PR #1455, opened 2020-11-06
Updating the notebook for Szechuan sauce to use picatrix magics (and a minor bug fix in the API client)

kiddinn:


berggren (approved):
LGTM

PR #1457, opened 2020-11-07
Minor updates to the szechuan sauce analysis notebook

kiddinn:
After some changes in the picatrix library, a bit of updates to the notebook to reflect that and to simplify.


berggren (approved):
LGTM

PR #1460, opened 2020-11-09
Update deploy_timesketch.sh

lxndrblz:
Updates URL to master branch.

I previously had errors generating the `config.env` using `deploy_timesketch.sh` script. It would just write a `404: Not Found` in the config file. Once I've updated the URL I could use the script for deploying timesketch using Docker again.


lxndrblz:
@googlebot I signed it!

berggren (approved):
LGTM, thanks for fixing!

PR #1462, opened 2020-11-10
Graph fixes

berggren:
Some fixes:
* Set indices to sketch active timelines by default
* Better UI with loading indicator when generating graph
* Indication when no graph could be generated.


kiddinn (approved):
Lgtm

• _WHAT THE TASK REQUIRES_
An exact, complete copy of the lines above from the one with "Update deploy_timesketch.sh" through the one with "timelines by default" is the whole answer.

• _RESULT_
Update deploy_timesketch.sh

lxndrblz:
Updates URL to master branch.

I previously had errors generating the `config.env` using `deploy_timesketch.sh` script. It would just write a `404: Not Found` in the config file. Once I've updated the URL I could use the script for deploying timesketch using Docker again.


lxndrblz:
@googlebot I signed it!

berggren (approved):
LGTM, thanks for fixing!

PR #1462, opened 2020-11-10
Graph fixes

berggren:
Some fixes:
* Set indices to sketch active timelines by default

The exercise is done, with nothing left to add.